Instructions for the task: Wherever the word "input" occurs in the lines below, copy the whole line.
- Opening Delimiter -
PR #64, opened 2017-03-24
Include MessageTemplate in events from the Serilog input

### LINKED ISSUE #63: Template missing from Serilog input
The template in Serilog messages is a great way to consistently match the source of the message independent of the values in the message. Optionally including the template as part of the output would be very useful.

nblumhardt:
The `MessageTemplate` is used in lieu of an explicit "event type" by Serilog and many of its sinks. This PR attaches this property to events from the input.

Fixes #63.


karolz-ms:
Fantastic, thank you!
- Closing Delimiter -
Solution for this problem:
Include MessageTemplate in events from the Serilog input
### LINKED ISSUE #63: Template missing from Serilog input
The `MessageTemplate` is used in lieu of an explicit "event type" by Serilog and many of its sinks. This PR attaches this property to events from the input.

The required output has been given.